# AM/FR Helmet



## Freerydejunky (Sep 21, 2006)

Looking at doing alittle more pedaling in the coming winter months. 
Im currently rocking a Azonic Surround sound helmet. It is not cutting it anymore. Not even close. 
I am open to any kind of helmet. But keep this in mind. When I crash, it is NOT pretty. 

What can you guys recommend? The more protection the better(not full face)


----------



## sickspeed16 (Apr 9, 2008)

I'm rockin a protec,they've got an EPS foam and another type, all I know is one can handle more than one hard impact and the other one can't. (I gots the crappy one) and they come in lots of pretty colors to match your bike. that means you would be  and when you :madman: you wouldn't be :madmax: about the fact your in the hospital getting :nono: by your mother/spouse/girlfriend/boyfriend?


----------



## MaddSquirrel (Aug 5, 2005)

Giro Xen


----------



## 2clue (Jun 9, 2007)

Giro Xen is definitely the way to go it comes back behind the head more to give more protection.
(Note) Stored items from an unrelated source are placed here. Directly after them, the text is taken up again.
PR #1012, opened 2026-05-27
Surface FAQ search DB file output failures

canfieldjuan:
Plan: plans/PR-Content-Ops-FAQ-Search-DB-File-Output-Result.md

This drains the parked FAQ search DB smoke gap where optional cleanup-manifest and route-case file write failures could abort before `--output-result` was written, making bad local artifact paths indistinguishable from missing smoke results.

## Intentional
- File-output failures reuse the existing setup result shape instead of adding a new envelope.
- Cleanup masking remains deferred because modeling cleanup as metadata is a larger result-shape decision.
- Route-case and cleanup-manifest payload schemas are unchanged.

## Deferred
- Cleanup failures in `scripts/smoke_content_ops_faq_search_concurrency.py` can still mask the original setup/search result.

## Parked hardening
- `FAQ search DB smoke cleanup failures can mask original result` remains parked in `HARDENING.md`; this slice only drains the smaller optional file-output result gap.

## Verification
- Command: pytest tests/test_smoke_content_ops_faq_search_concurrency.py -q
  - 22 passed.
- Command: python -m py_compile scripts/smoke_content_ops_faq_search_concurrency.py tests/test_smoke_content_ops_faq_search_concurrency.py
  - Passed.
- Command: python scripts/audit_plan_code_consistency.py plans/PR-Content-Ops-FAQ-Search-DB-File-Output-Result.md
  - Passed.
- Command: python scripts/audit_extracted_pipeline_ci_enrollment.py .
  - Passed: 121 matching tests enrolled.
- Command: git diff --check
  - Passed.
- Command: bash scripts/validate_extracted_content_pipeline.sh
  - Passed.
- Command: python extracted/_shared/scripts/forbid_atlas_reasoning_imports.py extracted_content_pipeline
  - Passed.
- Command: python scripts/audit_extracted_standalone.py --fail-on-debt
  - Passed.
- Command: bash scripts/check_ascii_python.sh
  - Passed.
- Command: bash scripts/run_extracted_pipeline_checks.sh
  - Passed: 2469 passed, 7 skipped, 1 warning.

## Diff size
4 files, +252 / -19

### DIFF
--- a/HARDENING.md
+++ b/HARDENING.md
@@ -32,19 +32,6 @@ register under `docs/technical-debt/`.
 
 ## 2026-05-27
 
-### FAQ search DB smoke optional file-output failures lack result artifacts
-- File/location: `scripts/smoke_content_ops_faq_search_concurrency.py`
-  `_write_cleanup_manifest(...)` and `_write_route_case_file(...)` calls.
-- Description: Optional cleanup-manifest and route-case file write failures can
-  still abort the smoke before `--output-result` is written.
-- Why it matters: Operators running keep-data handoffs may lose the structured
-  smoke result when the failure is a bad local artifact path rather than a DB or
-  route issue.
-- Effort: S
-- Category: correctness
-- Owner/session: Codex FAQ lane
-- Found during: PR-Content-Ops-FAQ-Search-DB-Setup-Failure-Result
-
 ### FAQ search DB smoke cleanup failures can mask original result
 - File/location: `scripts/smoke_content_ops_faq_search_concurrency.py`
   `run_smoke(...)` cleanup `finally` block.
--- a/plans/PR-Content-Ops-FAQ-Search-DB-File-Output-Result.md
+++ b/plans/PR-Content-Ops-FAQ-Search-DB-File-Output-Result.md
@@ -1,0 +1,92 @@
+# PR-Content-Ops-FAQ-Search-DB-File-Output-Result
+
+## Why this slice exists
+
+`PR-Content-Ops-FAQ-Search-DB-Setup-Failure-Result` made DB FAQ search smoke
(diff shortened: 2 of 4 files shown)


canfieldjuan (commented):
**LGTM** — reviewed at head `48b390a`. Drains the file-output gap #1011 parked, and the HARDENING close is justified and correctly scoped.

Both optional file-output writes are now wrapped in their own scoped `try/except`, returning a phase-specific `_setup_failure_summary` (exit 1): `_write_cleanup_manifest` → `phase="cleanup_manifest_output"`, `_write_route_case_file` → `phase="route_case_file_output"`. So the full gap is drained — neither write can abort before `--output-result` anymore — not a partial fix. Same narrow-catch / fail-closed pattern as #1011's migration/seed handling.

Cleanup interaction is preserved: `cleanup_ready = True` is set before the file-output writes and the returns sit inside the outer `try`, so the `finally` still runs — a `route_case_file_output` failure after a successful seed will clean up the seeded rows (unless `--keep-data`). The tests verify the `--keep-data` variant directly: both `test_main_writes_result_for_{cleanup_manifest,route_case_file}_output_failure` monkeypatch the write to raise, and assert `code == 1`, the right `setup.phase`, `ok=False`, `pool.closed is True`, and (via a FakePool that raises if cleanup runs) that data cleanup is correctly skipped under `--keep-data` while the pool still closes.

The HARDENING edit removes only the file-output item; the cleanup-masking item is still present at the head and stays parked, matching the body's "cleanup masking remains deferred." So the close asserts only what's actually resolved.

CI green (`extracted-checks` x2, `pre-push-audit`); full suite passed (2469). No DB/search behavior change.

Good — the smaller of the two #1011-parked gaps is fully closed, with the larger cleanup-result-shape decision honestly left parked.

Also its alight weight and feels amazing!


----------



## xlr8rbmx (Feb 14, 2006)

Trail Helmet: Fox Flux. Love this helmet: fit, retention, ventilation, looks. 

Full Face: I ride a carbon fiber 661 and I like it a lot, it's very light and I can wear it all day without noticing it.


----------



## Prettym1k3 (Oct 11, 2005)

Careful, Grant. The Giro full face helmets fit me fine, but the Giro half-shell helmets don't git me at all.

I'm a Bell man as far as half-shell helmets go.

But if you really want a half shell, I'm doing a 661 order tomorrow. I can snag you one of their dirt lids or something. Let me know what size you want.

P.S. Is that check in the mail yet, duder?


----------



## Hack On Wheels (Apr 29, 2006)

AM: Giro Xen

FR: Troy Lee Designs D2

That is just for me though, it must fit you well or even if it is the fanciest helmet around it will just be terrible.

For most protection without going fullface..... Troy Lee Designs D2 Open-face, ohhhhhh yeeeeaaahhhhh!! Haha, I would get one of those for kicks if I had the coin, but I'll stick with what I've got for serious riding.


----------



## Freerydejunky (Sep 21, 2006)

Prettym1k3 said:


> Careful, Grant. The Giro full face helmets fit me fine, but the Giro half-shell helmets don't git me at all.
> 
> I'm a Bell man as far as half-shell helmets go.
> 
> ...


Sent you a pm on DS.


----------



## AznRider (Jun 20, 2008)

I have Fox Flux for AM and Rampage for DH.


----------



## kapusta (Jan 17, 2004)

2clueless said:


> Giro Xen is definitely the way to go it comes back behind the head more to give more protection.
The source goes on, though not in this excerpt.